Sejatinya, tidak ada satupun pengendali rezim pendidikan yang berniat jahat. Kita harus bisa melihatnya sisi kebaikan yang dimiliki setiap manusia, sekecil apapun. Sehingga, berbagai program yang dicanangkan untuk direalisasikan rezim pendidikan punya maksud baik. Salah satunya, program mencetak ribuan doktor baru di Indonesia yang dijanjikan oleh salah satu menteri pendidikan tinggi negeri ini. Bahkan, di sejumlah media dia pernah berseru-seru akan memberikan beasiswa kepada siapapun yang belum mendapatkan hak pendanaan pendidikan doktoral.

Tetapi, di sana-sini masih ada sejumlah orang terpaksa gigit jari. Karena, dihadapkan pada tindakan irasional birokrasi dan agenda-agenda penzaliman tersembunyi oleh kelompok kepentingan dimana mereka mengabdi.
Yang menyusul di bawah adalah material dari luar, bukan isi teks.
PR #768, opened 2019-02-05
initCommsGridQuda: returns early if comms_initialized

jxy:
Repeated calls of `initCommsGridQuda`, such as is done in
`milc_interface.cpp`, would overwrite the comms map that has been
setup from previous calls, leading to an unintended comms map.

This commit makes the exposed interface `initCommsGridQuda` return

Padahal, di lembaga pendidikan yang lain, urusan mempersulit para agen pendidikan dengan dalih aturan baku dan perintah atasan nyatanya tidak sebegitu parahnya. Dalam kultur pendidikan yang dewasa dan matang dalam mengelola sistem birokrasinya selalu ada siasat yang melegakan agen-agen pendidikannya. Baik dari segi kemudahan urusan administratifnya maupun sokongan pendanaan internal bagi mereka yang sedang melanjutkan program doktoral. Sehingga, mereka yang tengah melanjutkan studi tak perlu memikirkan tumpukan hutang yang harus dibayarkan setiap awal semesteran.

Barangkali inilah yang diamanahkan UUD Republik Indonesia akan semangat kemerdekaan kita. Suatu semangat yang membebaskan pendidikan dari sistem penindasan sesama anak bangsa. Suatu semangat kerja nyata yang berupaya mencerdaskan kehidupan bangsanya.

Wahai rezim-rezim pendidikan jangan sekali-kali bekerja dengan prinsip moralitas unit gawat darurat (UGD). Suatu moralitas yang bekerja dengan suara hati membeku menangani para korban kecelakaan yang sudah teramat gawat. Apabila, moralitas unit gawat darurat ini menjadi landasan cara kerja rezimnya, maka lembaga pendidikan tak ubahnya rumah sakit yang melayani secara prima para pasien kaya dan berkuasa, tetapi diskriminasi kepada kalangan rakyat jelata.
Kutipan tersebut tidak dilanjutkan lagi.